* **REQUIRED WORK**: In the listing below, the lines from the first through the one with "### Version or commit" are to be copied word for word.

* **INFORMATION SUPPLIED**:
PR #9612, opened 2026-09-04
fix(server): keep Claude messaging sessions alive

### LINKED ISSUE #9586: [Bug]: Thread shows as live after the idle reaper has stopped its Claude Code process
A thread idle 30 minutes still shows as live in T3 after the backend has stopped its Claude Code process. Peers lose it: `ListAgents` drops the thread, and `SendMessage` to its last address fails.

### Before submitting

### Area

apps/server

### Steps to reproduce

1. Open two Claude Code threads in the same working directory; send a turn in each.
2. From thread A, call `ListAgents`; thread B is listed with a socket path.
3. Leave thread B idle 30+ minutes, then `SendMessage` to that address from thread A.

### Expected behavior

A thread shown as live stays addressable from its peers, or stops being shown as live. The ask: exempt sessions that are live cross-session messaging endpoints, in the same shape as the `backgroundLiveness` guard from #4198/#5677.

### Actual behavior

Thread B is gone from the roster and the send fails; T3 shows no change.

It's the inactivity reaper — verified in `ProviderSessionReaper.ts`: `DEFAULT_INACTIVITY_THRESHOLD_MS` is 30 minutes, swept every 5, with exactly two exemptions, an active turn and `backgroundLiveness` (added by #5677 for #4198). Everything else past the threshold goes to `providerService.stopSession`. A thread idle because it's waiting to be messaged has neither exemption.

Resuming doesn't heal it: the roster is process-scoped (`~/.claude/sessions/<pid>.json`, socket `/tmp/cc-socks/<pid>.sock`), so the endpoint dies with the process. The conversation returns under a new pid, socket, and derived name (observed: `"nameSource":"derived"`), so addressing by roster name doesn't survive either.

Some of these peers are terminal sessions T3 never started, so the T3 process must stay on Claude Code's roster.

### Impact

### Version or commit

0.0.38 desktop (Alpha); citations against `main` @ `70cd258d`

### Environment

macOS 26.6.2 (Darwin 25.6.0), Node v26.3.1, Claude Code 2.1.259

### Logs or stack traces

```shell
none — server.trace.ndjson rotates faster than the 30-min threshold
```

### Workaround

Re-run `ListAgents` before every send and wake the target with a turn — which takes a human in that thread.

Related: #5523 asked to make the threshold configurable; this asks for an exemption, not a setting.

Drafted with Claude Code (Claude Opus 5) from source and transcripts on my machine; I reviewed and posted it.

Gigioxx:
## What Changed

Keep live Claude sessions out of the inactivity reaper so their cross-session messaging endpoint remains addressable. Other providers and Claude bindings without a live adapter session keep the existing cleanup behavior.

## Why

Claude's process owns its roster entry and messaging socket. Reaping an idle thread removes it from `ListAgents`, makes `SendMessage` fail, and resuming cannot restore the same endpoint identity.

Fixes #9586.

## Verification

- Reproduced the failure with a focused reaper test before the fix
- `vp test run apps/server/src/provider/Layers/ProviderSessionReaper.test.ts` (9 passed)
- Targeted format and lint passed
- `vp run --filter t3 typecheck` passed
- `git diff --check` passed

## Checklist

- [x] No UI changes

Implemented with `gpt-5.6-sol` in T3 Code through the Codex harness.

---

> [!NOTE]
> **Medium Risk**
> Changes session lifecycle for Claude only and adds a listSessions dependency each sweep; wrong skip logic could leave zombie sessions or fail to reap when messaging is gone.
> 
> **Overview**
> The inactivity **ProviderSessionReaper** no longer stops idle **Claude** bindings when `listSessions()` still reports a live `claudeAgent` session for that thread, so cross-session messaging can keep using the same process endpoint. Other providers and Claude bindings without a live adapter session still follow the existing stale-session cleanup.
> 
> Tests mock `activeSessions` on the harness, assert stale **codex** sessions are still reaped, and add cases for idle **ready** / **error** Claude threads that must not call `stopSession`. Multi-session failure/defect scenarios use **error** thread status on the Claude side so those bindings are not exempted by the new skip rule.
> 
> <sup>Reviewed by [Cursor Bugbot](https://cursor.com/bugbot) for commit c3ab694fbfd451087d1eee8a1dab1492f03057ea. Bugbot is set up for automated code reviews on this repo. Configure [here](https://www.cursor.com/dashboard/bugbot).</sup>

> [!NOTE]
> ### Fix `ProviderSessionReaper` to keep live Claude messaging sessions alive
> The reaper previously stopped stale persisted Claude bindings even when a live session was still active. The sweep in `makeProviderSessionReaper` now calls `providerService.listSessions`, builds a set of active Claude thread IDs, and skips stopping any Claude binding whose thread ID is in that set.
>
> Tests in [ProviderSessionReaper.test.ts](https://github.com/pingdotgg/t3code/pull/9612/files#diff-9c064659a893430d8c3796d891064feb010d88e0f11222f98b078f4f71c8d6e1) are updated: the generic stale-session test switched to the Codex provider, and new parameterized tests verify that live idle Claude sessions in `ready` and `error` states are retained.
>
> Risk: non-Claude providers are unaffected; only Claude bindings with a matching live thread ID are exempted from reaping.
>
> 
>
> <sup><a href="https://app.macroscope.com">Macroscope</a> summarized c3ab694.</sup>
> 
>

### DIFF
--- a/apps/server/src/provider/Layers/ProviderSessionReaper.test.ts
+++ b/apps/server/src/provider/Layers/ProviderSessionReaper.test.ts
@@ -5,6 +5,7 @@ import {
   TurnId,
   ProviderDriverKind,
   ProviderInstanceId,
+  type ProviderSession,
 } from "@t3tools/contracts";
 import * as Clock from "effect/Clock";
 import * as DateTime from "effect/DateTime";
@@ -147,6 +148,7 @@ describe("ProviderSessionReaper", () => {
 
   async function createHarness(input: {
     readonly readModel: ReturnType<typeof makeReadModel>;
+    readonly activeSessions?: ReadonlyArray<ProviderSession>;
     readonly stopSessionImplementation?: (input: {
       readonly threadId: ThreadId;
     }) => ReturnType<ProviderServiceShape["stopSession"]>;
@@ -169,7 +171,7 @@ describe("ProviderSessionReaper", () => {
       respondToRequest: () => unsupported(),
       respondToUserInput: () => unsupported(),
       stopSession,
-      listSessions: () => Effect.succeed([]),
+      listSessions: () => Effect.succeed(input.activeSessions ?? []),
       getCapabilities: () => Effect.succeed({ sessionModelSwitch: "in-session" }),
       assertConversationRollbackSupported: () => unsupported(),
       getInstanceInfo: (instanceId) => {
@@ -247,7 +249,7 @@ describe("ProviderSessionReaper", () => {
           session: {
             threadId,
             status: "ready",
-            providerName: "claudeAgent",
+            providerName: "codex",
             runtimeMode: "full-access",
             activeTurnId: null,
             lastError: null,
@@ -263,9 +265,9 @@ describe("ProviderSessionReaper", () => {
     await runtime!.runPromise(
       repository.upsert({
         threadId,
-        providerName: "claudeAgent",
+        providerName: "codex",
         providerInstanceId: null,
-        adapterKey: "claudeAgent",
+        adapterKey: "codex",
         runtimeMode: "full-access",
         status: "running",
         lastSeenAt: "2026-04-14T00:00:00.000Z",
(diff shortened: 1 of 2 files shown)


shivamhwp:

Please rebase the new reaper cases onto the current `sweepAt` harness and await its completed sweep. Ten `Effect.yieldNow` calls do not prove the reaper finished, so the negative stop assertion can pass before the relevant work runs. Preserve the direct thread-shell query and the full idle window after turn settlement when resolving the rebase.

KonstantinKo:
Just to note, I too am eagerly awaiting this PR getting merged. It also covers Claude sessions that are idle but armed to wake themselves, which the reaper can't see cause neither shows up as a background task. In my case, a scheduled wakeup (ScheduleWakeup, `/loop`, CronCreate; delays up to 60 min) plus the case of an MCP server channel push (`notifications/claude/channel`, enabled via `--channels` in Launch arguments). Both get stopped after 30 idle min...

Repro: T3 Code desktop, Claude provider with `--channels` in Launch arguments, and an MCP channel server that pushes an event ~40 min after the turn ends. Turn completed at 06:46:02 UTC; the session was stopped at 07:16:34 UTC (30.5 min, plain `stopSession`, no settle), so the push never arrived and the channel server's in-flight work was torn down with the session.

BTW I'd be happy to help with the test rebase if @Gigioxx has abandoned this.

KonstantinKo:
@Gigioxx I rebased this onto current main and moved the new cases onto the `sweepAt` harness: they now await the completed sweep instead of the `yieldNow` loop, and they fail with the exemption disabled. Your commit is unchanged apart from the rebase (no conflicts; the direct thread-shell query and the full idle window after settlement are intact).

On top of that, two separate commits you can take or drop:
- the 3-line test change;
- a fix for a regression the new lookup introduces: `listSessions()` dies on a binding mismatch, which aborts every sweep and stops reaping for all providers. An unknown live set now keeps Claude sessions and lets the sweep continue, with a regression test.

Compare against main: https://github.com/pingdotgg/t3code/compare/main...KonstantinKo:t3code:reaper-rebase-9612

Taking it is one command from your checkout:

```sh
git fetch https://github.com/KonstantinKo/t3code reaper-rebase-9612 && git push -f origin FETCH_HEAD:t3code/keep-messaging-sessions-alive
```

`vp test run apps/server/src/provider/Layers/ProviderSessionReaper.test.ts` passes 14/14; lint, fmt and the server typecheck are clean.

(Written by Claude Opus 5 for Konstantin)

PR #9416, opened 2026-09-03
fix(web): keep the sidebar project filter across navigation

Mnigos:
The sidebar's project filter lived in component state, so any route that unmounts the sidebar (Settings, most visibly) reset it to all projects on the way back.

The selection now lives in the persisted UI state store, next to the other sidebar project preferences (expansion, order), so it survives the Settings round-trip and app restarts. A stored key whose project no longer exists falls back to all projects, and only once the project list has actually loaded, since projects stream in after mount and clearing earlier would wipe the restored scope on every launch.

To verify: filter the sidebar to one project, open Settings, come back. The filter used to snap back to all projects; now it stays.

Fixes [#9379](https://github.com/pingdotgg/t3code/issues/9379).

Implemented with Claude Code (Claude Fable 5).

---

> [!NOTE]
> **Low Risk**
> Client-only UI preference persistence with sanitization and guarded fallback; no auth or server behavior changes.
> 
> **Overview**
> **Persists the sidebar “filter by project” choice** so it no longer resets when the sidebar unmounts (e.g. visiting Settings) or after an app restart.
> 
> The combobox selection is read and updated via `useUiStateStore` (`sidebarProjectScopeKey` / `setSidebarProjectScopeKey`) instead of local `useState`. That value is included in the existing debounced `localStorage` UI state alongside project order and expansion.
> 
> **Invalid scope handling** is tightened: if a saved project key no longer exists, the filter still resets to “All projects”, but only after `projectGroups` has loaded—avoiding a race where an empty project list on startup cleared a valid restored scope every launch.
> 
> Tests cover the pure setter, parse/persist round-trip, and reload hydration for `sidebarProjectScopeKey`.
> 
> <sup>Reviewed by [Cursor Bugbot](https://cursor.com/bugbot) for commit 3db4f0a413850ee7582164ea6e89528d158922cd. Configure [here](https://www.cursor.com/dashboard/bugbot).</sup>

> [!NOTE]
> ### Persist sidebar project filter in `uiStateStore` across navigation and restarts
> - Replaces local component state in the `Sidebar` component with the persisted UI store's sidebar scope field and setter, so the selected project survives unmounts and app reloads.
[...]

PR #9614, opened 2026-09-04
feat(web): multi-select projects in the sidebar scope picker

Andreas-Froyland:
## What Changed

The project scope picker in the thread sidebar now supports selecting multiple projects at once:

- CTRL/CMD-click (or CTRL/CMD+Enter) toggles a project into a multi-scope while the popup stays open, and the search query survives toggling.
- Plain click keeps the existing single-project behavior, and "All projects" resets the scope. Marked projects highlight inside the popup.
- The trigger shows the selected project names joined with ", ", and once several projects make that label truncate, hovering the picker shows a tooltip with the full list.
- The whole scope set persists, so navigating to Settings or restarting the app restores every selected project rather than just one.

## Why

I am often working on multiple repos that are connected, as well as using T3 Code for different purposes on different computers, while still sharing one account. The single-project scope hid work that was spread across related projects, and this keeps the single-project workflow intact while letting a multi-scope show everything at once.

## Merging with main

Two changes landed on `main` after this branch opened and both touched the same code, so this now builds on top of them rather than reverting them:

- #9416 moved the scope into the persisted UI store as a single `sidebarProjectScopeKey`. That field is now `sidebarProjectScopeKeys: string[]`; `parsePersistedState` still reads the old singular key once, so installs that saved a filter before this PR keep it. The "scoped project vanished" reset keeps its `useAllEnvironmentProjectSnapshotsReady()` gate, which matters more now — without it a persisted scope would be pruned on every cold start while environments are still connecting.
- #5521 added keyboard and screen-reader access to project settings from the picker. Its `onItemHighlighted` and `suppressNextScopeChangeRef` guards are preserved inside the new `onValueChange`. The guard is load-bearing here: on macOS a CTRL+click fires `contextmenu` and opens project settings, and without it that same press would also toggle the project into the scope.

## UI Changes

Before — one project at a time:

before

* **RESPONSE BOX**:
PR #9612, opened 2026-09-04
fix(server): keep Claude messaging sessions alive

### LINKED ISSUE #9586: [Bug]: Thread shows as live after the idle reaper has stopped its Claude Code process
A thread idle 30 minutes still shows as live in T3 after the backend has stopped its Claude Code process. Peers lose it: `ListAgents` drops the thread, and `SendMessage` to its last address fails.

### Before submitting

### Area

apps/server

### Steps to reproduce

1. Open two Claude Code threads in the same working directory; send a turn in each.
2. From thread A, call `ListAgents`; thread B is listed with a socket path.
3. Leave thread B idle 30+ minutes, then `SendMessage` to that address from thread A.

### Expected behavior

A thread shown as live stays addressable from its peers, or stops being shown as live. The ask: exempt sessions that are live cross-session messaging endpoints, in the same shape as the `backgroundLiveness` guard from #4198/#5677.

### Actual behavior

Thread B is gone from the roster and the send fails; T3 shows no change.

It's the inactivity reaper — verified in `ProviderSessionReaper.ts`: `DEFAULT_INACTIVITY_THRESHOLD_MS` is 30 minutes, swept every 5, with exactly two exemptions, an active turn and `backgroundLiveness` (added by #5677 for #4198). Everything else past the threshold goes to `providerService.stopSession`. A thread idle because it's waiting to be messaged has neither exemption.

Resuming doesn't heal it: the roster is process-scoped (`~/.claude/sessions/<pid>.json`, socket `/tmp/cc-socks/<pid>.sock`), so the endpoint dies with the process. The conversation returns under a new pid, socket, and derived name (observed: `"nameSource":"derived"`), so addressing by roster name doesn't survive either.

Some of these peers are terminal sessions T3 never started, so the T3 process must stay on Claude Code's roster.

### Impact

### Version or commit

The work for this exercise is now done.